About Application Protocols, Authenticated Connections, and Domain Controllers : About SMB signing
  
About SMB signing
When sharing files, Windows provides the ability to sign CIFS messages to prevent man-in-the-middle attacks. Each CIFS message has a unique signature that prevents tampering. This security feature is called Server Message Block (SMB) signing.
With secured traffic optimization enabled on a server-side appliance, SteelHead alleviates latency in file access while maintaining message security signatures. The appliance provides bandwidth optimizations (SDR and LZ), TCP optimizations, and latency optimizations, even when CIFS messages are signed.
SMB signing prevents the SteelHead from applying full optimization on CIFS connections and significantly reduces performance gains. Because many enterprises already take additional security precautions (such as firewalls, internal-only reachable servers, and so on), SMB signing adds minimal additional security at a significant performance cost.
Enable secure traffic optimization if Windows clients or servers uses any of these settings:
SMB2/SMB3 signing set to required.
SMB3 secure dialect negotiation is enabled.
SMB3 encryption is enabled.
The secure traffic optimization works with Windows domain security and is fully compliant with the Microsoft SMB signing versions 1 through 3 protocols. Domain security in both native and mixed modes is supported. The server-side appliance in the path of the signed CIFS traffic becomes part of the Windows trust domain. The Windows domain is either the same as the domain of the user or has a trust relationship with the domain of the user.
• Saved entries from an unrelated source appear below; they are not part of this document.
PR #2821, opened 2022-02-11
Replace most box-shadows with border/outline

nstepien:
`box-shadow` is typically less efficient to raster, so this might make the grid ever so slightly more efficient.
I think we can do something similar with the last-frozen-cell shadow by overlaying a single div over the whole grid with a linear gradient.

Cell before / after:
image
image

Row before / after:
image
image

Checked checkbox before / after (identical):
image
image

### DIFF
--- a/src/DataGrid.tsx
+++ b/src/DataGrid.tsx
@@ -1033,6 +1033,7 @@ function DataGrid<R, SR, K extends Key>(
             viewportColumns={rowColumns}
             childRows={row.childRows}
             rowIdx={rowIdx}
+            lastFrozenColumnIndex={lastFrozenColumnIndex}
             row={row}
             gridRowStart={gridRowStart}
             height={getRowHeight(rowIdx)}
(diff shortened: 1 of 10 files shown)


src/DataGrid.tsx
```diff
@@ -1033,6 +1033,7 @@ function DataGrid<R, SR, K extends Key>(
             viewportColumns={rowColumns}
             childRows={row.childRows}
             rowIdx={rowIdx}
+            lastFrozenColumnIndex={lastFrozenColumnIndex}
```
amanmahajan7, line 1036: Is it possible to set the selected row style using the extra div instead?
https://github.com/adazzle/react-data-grid/blob/3847e2f1d15f5766f05c0945f2e00b49672d1889/src/DataGrid.tsx#L1150

nstepien: Not sure, would still need something to set a border for the first sticky column

amanmahajan7 (approved):

Issue #2724, opened 2021-10-28
Hidden header-row but has Keyboard Navigation


vivaslj1:
## Describe the bug 
I have to hide the header-row of the grid

but keyboard navigation still works, so Focus Element disappears on screen.

## To Reproduce 

1. Hide header-row, I have try like this
   a. .rdg-header-row { display : none } 
   b. <ReactDataGrid {...otherProps} headerRowHeight={0} />

2. then use keyboard navigation

## Expected behavior 

Choice: 1. I would need a prop to set if Header-Row is disabled navigational element
Choice: 2. If the component detects headerRowHeight=0, disable Header-Row navigation

## Environment

react-data-grid version: 7.0.0-beta.7
react/react-dom version: 16.14.0

Any help greatly received!

alamothe:
It's weird to have navigable header. E.g. Google Sheet or Microsoft Excel don't have it.

amanmahajan7:
Fixed in https://github.com/adazzle/react-data-grid/pull/2833

Issue #2520, opened 2021-07-13
Loop over columns cell navigation


rbutl0215:
I would like `CellNavigationMode` to support looping through a column in addition to looping through rows. This can allow for easier data entry on tasks like taking inventory. I made a branch that can support this feature and attached a video of the updated Storybook. 

I've read through the contribution docs, but I am still a little confused on how to open a PR for this feature. Is the only way to contribute through the adazzle npm account?

https://user-images.githubusercontent.com/67930786/125492488-a90a2643-9f9d-4847-9cf8-1d676635a8e5.mov

amanmahajan7:
Fixed in https://github.com/adazzle/react-data-grid/pull/2833

Issue #2463, opened 2021-06-14
Cell navigation to next row using the enter key


crashnick16:
The old version of the grid used to have a feature called onGridKeyDown that allowed me to provide a better cell navigation feature by enabling the enter key to scroll down to the next row. Since this was removed we cannot have that anymore it appears.

This is to enable the same feature as in excel.

amanmahajan7:
This can be implemented using the new `onCellKeyDown` prop now

Issue #2377, opened 2021-04-26
Disable Tab Key On Grid


blessonabrahamah:
We are using react-data-grid v6.1.0  and we have a requirement to disable tab key on grid.

Tried making changes directly to library like this https://github.com/blessonabrahamah/react-data-grid/commit/2dd2b10c35cae93eeb836a09fa63bc2f31d09409

Just wanted to know, if its the right approach and do we have any other solution?

amanmahajan7:
Fixed in https://github.com/adazzle/react-data-grid/pull/2833

PR #2833, opened 2022-02-17
Add `onCellKeyDown` prop

amanmahajan7:
Add a new `DataGrid.onCellKeyDown` prop. This replaces the following props

- `cellNavigationMode`
- `editorOptions.onCellKeyDown`
- `editorOptions.onNavigation`

Signature
```
  onCellKeyDown?: Maybe<
    (
      args:
        | {
            mode: 'SELECT';
            row;
            column,
            rowIdx: number;
            selectCell: DataGridHandle['selectCell'];
          }
        | {
            mode: 'EDIT';
            row;
            column,
            rowIdx: number;
            onClose: (commitChanges?: boolean) => void;
          },
      event: CellKeyboardEvent
    ) => void
```
```
interface CellKeyboardEvent extends KeyboardEvent<HTMLDivElement> {
  preventGridDefault: () => void;
  isGridDefaultPrevented: () => boolean;
}
```

- `event.preventDefault` prevents both default grid and browser behavior.
- `event.preventGridDefault` only prevents default grid behavior. This is useful when we need to add functionality like ignoring tabs in keyboard navigation  

Fixes 
https://github.com/adazzle/react-data-grid/issues/2724
https://github.com/adazzle/react-data-grid/issues/2520
https://github.com/adazzle/react-data-grid/issues/2463
https://github.com/adazzle/react-data-grid/issues/2377
https://github.com/adazzle/react-data-grid/issues/1715


src/DataGrid.tsx
```diff
@@ -580,21 +595,31 @@ function DataGrid<R, SR, K extends Key>(
...
+    onCellKeyDown?.(
+      {
+        mode: 'SELECT',
+        idx,
+        rowIdx,
+        selectCell
+      },
+      event
+    );
+    if (event.isDefaultPrevented()) return;
```
amanmahajan7, line 594: User can completely control the add/edit behavior now

src/types.ts
```diff
@@ -239,3 +235,19 @@ export interface Renderers<TRow, TSummaryRow> {
 }
 
 export type Direction = 'ltr' | 'rtl';
+
+interface SelectCellKeyDownArgs {
```
amanmahajan7, line 239: We can pass row/column if needed

website/demos/CellNavigation.tsx
```diff
@@ -74,6 +76,59 @@ export default function CellNavigation({ direction }: Props) {
   const [rows] = useState(createRows);
   const [cellNavigationMode, setCellNavigationMode] = useState<CellNavigationMode>('CHANGE_ROW');
 
+  function handleCellKeyDown(args: CellKeyDownArgs, event: React.KeyboardEvent<HTMLDivElement>) {
```
amanmahajan7, line 79: Does not handle colSpan but I think it is fine for now.

nstepien (dismissed):

src/EditCell.tsx
```diff
@@ -77,19 +85,16 @@ export default function EditCell<R, SR>({
     };
   }, [cancelFrameRequest, commitOnOutsideClick, commitOnOutsideMouseDown, skipCellFocusRef]);
 
-  function onKeyDown(event: React.KeyboardEvent<HTMLDivElement>) {
+  function handleKeyDown(event: React.KeyboardEvent<HTMLDivElement>) {
+    onKeyDown?.({ mode: 'EDIT', row, column, rowIdx, onClose }, event);
+    if (event.isDefaultPrevented()) return;
     if (event.key === 'Escape') {
-      event.stopPropagation();
```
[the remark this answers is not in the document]
amanmahajan7: No, it was added because we do not want to invoke parent's `onKeyDown` handler. Now we return if the cell is in edit mode
https://github.com/adazzle/react-data-grid/pull/2833/files#diff-0f9c631e39f2adf9fe111a2bb9ca7fab29327c1d43978939e30d3d36f5177ac4R595

src/utils/eventUtils.ts
```diff
@@ -0,0 +1,16 @@
+import type { CellEvent } from '../types';
+
+export function createCellEvent<E extends React.SyntheticEvent<HTMLDivElement>>(
+  event: E
+): CellEvent<E> {
+  let defaultPrevented = false;
+  return {
+    ...event,
```
amanmahajan7, line 8: We cannot call `preventDefault()` when we need to skip tab key. Calling `preventDefault` will prevent the default behavior and next element won't be focused. Cannot think of another way other than extending the default event.

nstepien (approved):

src/utils/eventUtils.ts
```diff
@@ -4,13 +4,17 @@ export function createCellEvent<E extends React.SyntheticEvent<HTMLDivElement>>(
...
   let defaultPrevented = false;
-  return {
+  const cellEvent = {
     ...event,
     preventGridDefault() {
       defaultPrevented = true;
     },
     isGridDefaultPrevented() {
-      return defaultPrevented;
+      return this.isDefaultPrevented() || defaultPrevented;
```
nstepien, line 13: micro-optimisation 🤷‍♂️ 
```suggestion
      return defaultPrevented || this.isDefaultPrevented();
```

nstepien (approved):

nstepien (approved):

nstepien (approved):

nstepien (dismissed):

nstepien (approved):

The trust relationship can be either a parent-child relationship or an unrelated trust relationship.
SteelHead accelerates signed CIFS traffic even when the logged-in user or client machine and the target server belong to different domains, provided these domains have a trust relationship with the domain the server-side appliance has joined. The trust relationships include:
a basic parent and child domain relationship. Users from the child domain access CIFS/MAPI servers in the parent domain. For example, users in ENG.RVBD.COM accessing servers in RVBD.COM.
a grandparent and child domain relationship. Users from grandparent domain access resources in the child domain. For example, users from RVBD.COM accessing resources in DEV.ENG.RVBD.COM.
a sibling domain relationship. For example, users from ENG.RVBD.COM access resources in MARKETING.RVBD.COM.
SMB-signed traffic is only signed, not encrypted. For maximum security, we recommend that you configure the SteelHeads as SSL peers. As SSL peers, the appliances use a secure inner channel to send encrypted, signed CIFS traffic between them over the WAN.
SMB signing requires that the Windows domain functionality is at the Windows 2003 level or higher. If replication users are configured to use password replication policy (PRP), the domain functional level must be Windows 2008 or higher.